Henry Louis Gates Jr. was born in West Virginia, went to Yale and is a professor at Harvard. But when you get the host of PBS’ “Finding Your Roots” talking about genealogy, he sounds like he might be from Utah. He approaches it with a religious zeal.

“I believe our ancestors are in a kind of purgatory waiting to be discovered,” Gates said.

He first became interested in genealogy when he was 9 years old and his father showed him a photo and the obituary of his great-great grandmother. Four decades later, in 2000, he got a letter from a geneticist that began, “Have you ever seen ‘Roots’?”

“I thought — what kind of idiot asks if I’ve seen ‘Roots’?” But the letter went on to say, “We can now do in a test tube what [‘Roots’ author] Alex Haley took years to do.”

“And shortly after that, I got up in the middle of the night and — boom! — I had an epiphany. I mean, it was a gift from God.” Gates said he realized “we could trace people’s genealogy till a paper trail ran out. And when it did, we could do the DNA to reveal their more distant ancestry.
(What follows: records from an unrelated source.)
PR #898, opened 2021-10-02
Require field to be present when typecasting a row

mvorisek:
Important for a security, we can not leave anything uncasted if not found.


mvorisek:
@georgehristov you know the data more internally, please help with this PR.

DarkSide666 (approved):
pre-approving

PR #899, opened 2021-10-03
Fix Field mandatory & normalize in row save typecast

### LINKED ISSUE #575: "mandatory" null validation is not working
See https://github.com/atk4/data/blob/1c5c361c2a8a34d0038fe9bf4e95f247b9f6997d/tests/FieldTest.php#L924
`b`/`mandatory` field should throw when null is set like the `c`/`required` field there.

As confirmed by @DarkSide666, the `set()` method is expected to fully normalize/validate the field at the time of setting the value (ie. immediatelly as `required` does).

Considering this as a Major as this is core functionality and many developers may rely on that.

### LINKED ISSUE #576: "mandatory" and "required" field properties need to be refactored
See https://github.com/atk4/data/pull/569#discussion_r414498175

Currently they are defined like:
- `mandatory` - prevent null
- `required` - prevent null and anything that evaluates with `empty()` to `true`

Currently there are two major issues:
- the names are not self explanatory
- two properties does not cover all use cases (we can not allow nullable non-empty field) and the values are not always valid (when `required` is set, `mandatory` can be false and can not be used for checking if the field can be `null` or not)
- the currently implementation does not even work like it is defined - see #575

I and @DarkSide666 propose to fix all these issues by refactoring this functionality to these fields:
- `notNull` - if true, field can not be set `null` or saved/exported when `null` is set by default
- `notEmpty` - if true, field can not be empty. Emptines should be evaluated to true when `(string)$v === ''` or for numerical types if `(float)$v === 0.0`.

With this proposal strings like ` ` (space) are considered non-empty. This is good to not solve multiple functionalities at once and it was so also originally as `empty(' ')` is evaluated to `false`. This should be fixed by normalization https://github.com/atk4/data/issues/577 which should be processed first.

These properties are very commonly used and therefore maximum care need to be provided to them.

mvorisek:
fixes #575
fixes #576

this also fixes atk4/ui to show `mandatory` error below form inputs (other errors like `required` are shown)

### DIFF
--- a/src/Persistence.php
+++ b/src/Persistence.php
@@ -170,10 +170,6 @@ abstract class Persistence
         foreach ($row as $fieldName => $value) {
             $field = $model->getField($fieldName);
 
-            // TODO move to value (instead of row) typecast
-            // TODO should we drop field normalization completely?
-            $value = $field->normalize($value);
-
             $result[$field->getPersistenceName()] = $this->typecastSaveField($field, $value);
         }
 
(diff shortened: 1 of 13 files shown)


mvorisek:
@DarkSide666 @georgehristov please guys comment on this change

src/Persistence.php
```diff
@@ -174,14 +170,11 @@ public function typecastSaveRow(Model $model, array $row): array
         foreach ($row as $fieldName => $value) {
             $field = $model->getField($fieldName);
 
-            $value = $this->typecastSaveField($field, $value);
+            // TODO move to value (instead of row) typecast
+            // TODO should we drop field normalization completely?
+            $value = $field->normalize($value);
```
mvorisek, line 175: TODO

DarkSide666 (approved):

And 15 years later, here we are.”

That’s exactly what he and his team have been doing on “Finding Your Roots” since 2012. (A new batch of episodes start airing Tuesday at 7 p.m. on Ch. 7.) Each hour uncovers the family tree of two or three celebrities — and, without fail, it proves to be an emotional experience.

“I have never had anyone who wasn’t deeply moved, but most people will cry sooner or later,” Gates said. “I cry sometimes. Sometimes things happen that are so painful and unimaginable.”

In an upcoming episode, actor Tony Shalhoub learns that his father was orphaned during World War I as what is modern-day Lebanon was devastated by the war and plague. His aunt, then just a teenager, managed to get herself and her surviving siblings to the United States.

(Nicole Rivelli | Amazon via AP) Tony Shalhoub, shown here in a scene from "The Marvelous Mrs. Maisel," learns about his family history in "Finding Your Roots."

“It was really much more kind of wracking and devastating than I had thought,” Shalhoub said. “It kind of caught me off guard, and it was like really reaching back and touching something deep.”

Guests often find connections they never imagined, including fashion designer (and former “Project Runway” judge) Zac Posen, who learns that many of his forefathers were in fashion — as tailors or shoemakers.

“I was pretty much in a lot of disbelief,” Posen said.

(Photo courtesy of Amy Sussman/Invision/AP) Zac Posen was surprised by what he learned about his family in "Finding Your Roots."

Gates can only recall one person who didn’t cry while the cameras were rolling — Francis Collins, the former head of the Human Genome Project and the current director of the National Institutes of Health. And he later learned that Collins burst into tears when he got home.

Not that “Finding Your Roots” is a sad show — guests (and viewers) are more often fascinated and delighted by what they learn. The program shows viewers that everyone has a story, because while the guests are all famous, their ancestors are mostly anything but.

“We are all immigrants,” Gates said.

His own forebears, as well of those of his Black guests, “didn’t come here willingly. They were dragged here in chains.” And the vast majority of immigrants didn’t travel in the luxury cabins of cruise ships.

“They weren’t in first class, baby, they were in the bottom of the boat and getting seasick with no windows, horrible sanitation facilities,” Gates said. “They were all metaphorically in the same boat. Our great country came out of that turmoil and chaos, and we all have to remember that.”

Gates and PBS first partnered on a genealogy series in 2006 with “African American Lives,” which focused solely on Black people. Beginning with “Faces of America” in 2010 and continuing with “Finding Your Roots” since 2012, families of all ethnicities have been examined.

“I used to think that everybody else knew their family tree but Black people,” he said. “Turns out nobody knows their family tree.”

And he hopes “Finding Your Roots” reminds viewers that “all of our ancestors came here from someplace else … and we have all contributed to the great blend of what makes this the great country it is.”

He’s fond of pointing out that every person on Earth’s genome is 99.9% the same as every other person’s.

“I am so deeply proud of this series for our country, especially now, to show what we have in common — both as Americans and as human beings — despite our apparent differences,” Gates said. “The stories we find in our guests’ family trees demonstrate over and over that we are fundamentally a blended nation, bonded by shared values. We draw strength from our diversity.”